- **RECORDS TO PROCESS**:

PR #113, opened 2016-06-01
Make dredging length input numeric

woodpigeon:
Leave the database column as a string in case we wish to revert to free-text.
Length should be between 1 and 1500 but configurable.

### DIFF
--- a/spec/forms/flood_risk_engine/steps/grid_reference_form_spec.rb
+++ b/spec/forms/flood_risk_engine/steps/grid_reference_form_spec.rb
@@ -29,6 +29,12 @@ module FloodRiskEngine
         }
       end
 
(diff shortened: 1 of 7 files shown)


spec/forms/flood_risk_engine/steps/grid_reference_form_spec.rb
```diff
@@ -155,15 +161,26 @@ module Steps
           end
 
           context "with too long a dredging_length" do
-            let(:dredging_length) { Faker::Lorem.characters(26) }
+            let(:dredging_length) { "150,000" }
```
autotelik: comma looks odd

autotelik:
:ship:

PR #120, opened 2016-06-03
Fix bug in regexp logic for company name

autotelik:
Simplify regexp matching
Resolves bug where a single special char raised invalid (even though that's a valid name)

### DIFF
--- a/app/validators/ea/validators/companies_house_name_validator.rb
+++ b/app/validators/ea/validators/companies_house_name_validator.rb
@@ -11,8 +11,10 @@ module EA
 
     class CompaniesHouseNameValidator < ActiveModel::EachValidator
 
+      VALID_COMPANIES_HOUSE_NAME_REGEX = Regexp.new(/[\^|_~¬`]/).freeze
+
       def validate_each(record, attribute, value)
-        if value !~ CompaniesHouseNameValidator.valid_name_regex
+        if VALID_COMPANIES_HOUSE_NAME_REGEX.match(value)
           record.errors.add(
             attribute,
             (options[:message] || I18n.t("ea.validation_errors.companies_house_name.#{attribute}.invalid"))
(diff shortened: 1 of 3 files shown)


autotelik:
:eyes:

app/validators/ea/validators/companies_house_name_validator.rb
```diff
@@ -11,8 +11,10 @@ module Validators
 
     class CompaniesHouseNameValidator < ActiveModel::EachValidator
 
+      VALID_COMPANIES_HOUSE_NAME_REGEX = Regexp.new(/[\^|_~¬`]/).freeze
```
reggieb: I don't think you need the `Regexp.new`. 

```
/[\^|_~¬`]/.freeze 
```

should work.

app/validators/ea/validators/companies_house_name_validator.rb
```diff
@@ -24,8 +26,8 @@ def self.name_max_length
         160
       end
 
-      def self.valid_name_regex
-        /\A[\p{Alpha}\p{N}][^\^|_~¬`]+\z/i
+      def self.disallowed_chars
+        @disallowed_chars ||= ["^", "|", "_", "~", "¬", "`"]
```
reggieb: I'd suggest this is a little clearer: 
```
@disallowed_chars ||= %w( ^ | _ ~ ¬ ` )
```

spec/validators/companies_house_name_validator_spec.rb
```diff
@@ -14,33 +14,39 @@ class NameValidatable
...
+      end
+
+      context "With only a single special char" do
+        let(:name) { "@" }
+        it "is valid" do end
+      end
+
+      context "With only multiple special chara" do
+        let(:name) { "@ $$" }
+        it "is valid" do end
```
reggieb: The tests with `it "is valid" do end` aren't testing anything. If they are not needed, they should be removed.

reggieb: I think the use of an after block is confusing, as it forces the need for the strange `it "is valid" do end` entries. Would `is_expected.to be_valid` in each context be simpler?

autotelik:
At this stage I'm not changing this code as its intentions are clear to me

- **EXERCISE INSTRUCTIONS**: Transcribe the entries above so that nothing in them differs from the original.

- **RESPONSE AREA**:
PR #113, opened 2016-06-01
Make dredging length input numeric

woodpigeon:
Leave the database column as a string in case we wish to revert to free-text.
Length should be between 1 and 1500 but configurable.

### DIFF
--- a/spec/forms/flood_risk_engine/steps/grid_reference_form_spec.rb
+++ b/spec/forms/flood_risk_engine/steps/grid_reference_form_spec.rb
@@ -29,6 +29,12 @@ module FloodRiskEngine
         }
       end
 
(diff shortened: 1 of 7 files shown)


spec/forms/flood_risk_engine/steps/grid_reference_form_spec.rb
```diff
@@ -155,15 +161,26 @@ module Steps
           end
 
           context "with too long a dredging_length" do
-            let(:dredging_length) { Faker::Lorem.characters(26) }
+            let(:dredging_length) { "150,000" }
```
autotelik: comma looks odd

autotelik:
:ship:

PR #120, opened 2016-06-03
Fix bug in regexp logic for company name

autotelik:
Simplify regexp matching
Resolves bug where a single special char raised invalid (even though that's a valid name)

### DIFF
--- a/app/validators/ea/validators/companies_house_name_validator.rb
+++ b/app/validators/ea/validators/companies_house_name_validator.rb
@@ -11,8 +11,10 @@ module EA
 
     class CompaniesHouseNameValidator < ActiveModel::EachValidator
 
+      VALID_COMPANIES_HOUSE_NAME_REGEX = Regexp.new(/[\^|_~¬`]/).freeze
+
       def validate_each(record, attribute, value)
-        if value !~ CompaniesHouseNameValidator.valid_name_regex
+        if VALID_COMPANIES_HOUSE_NAME_REGEX.match(value)
           record.errors.add(
             attribute,
             (options[:message] || I18n.t("ea.validation_errors.companies_house_name.#{attribute}.invalid"))
(diff shortened: 1 of 3 files shown)


autotelik:
:eyes:

app/validators/ea/validators/companies_house_name_validator.rb
```diff
@@ -11,8 +11,10 @@ module Validators
 
     class CompaniesHouseNameValidator < ActiveModel::EachValidator
 
+      VALID_COMPANIES_HOUSE_NAME_REGEX = Regexp.new(/[\^|_~¬`]/).freeze
```
reggieb: I don't think you need the `Regexp.new`. 

```
/[\^|_~¬`]/.freeze 
```

should work.

app/validators/ea/validators/companies_house_name_validator.rb
```diff
@@ -24,8 +26,8 @@ def self.name_max_length
         160
       end
 
-      def self.valid_name_regex
-        /\A[\p{Alpha}\p{N}][^\^|_~¬`]+\z/i
+      def self.disallowed_chars
+        @disallowed_chars ||= ["^", "|", "_", "~", "¬", "`"]
```
reggieb: I'd suggest this is a little clearer: 
```
@disallowed_chars ||= %w( ^ | _ ~ ¬ ` )
```

spec/validators/companies_house_name_validator_spec.rb
```diff
@@ -14,33 +14,39 @@ class NameValidatable
...
+      end
+
+      context "With only a single special char" do
+        let(:name) { "@" }
+        it "is valid" do end
+      end
+
+      context "With only multiple special chara" do
+        let(:name) { "@ $$" }
+        it "is valid" do end
```
reggieb: The tests with `it "is valid" do end` aren't testing anything. If they are not needed, they should be removed.

reggieb: I think the use of an after block is confusing, as it forces the need for the strange `it "is valid" do end` entries. Would `is_expected.to be_valid` in each context be simpler?

autotelik:
At this stage I'm not changing this code as its intentions are clear to me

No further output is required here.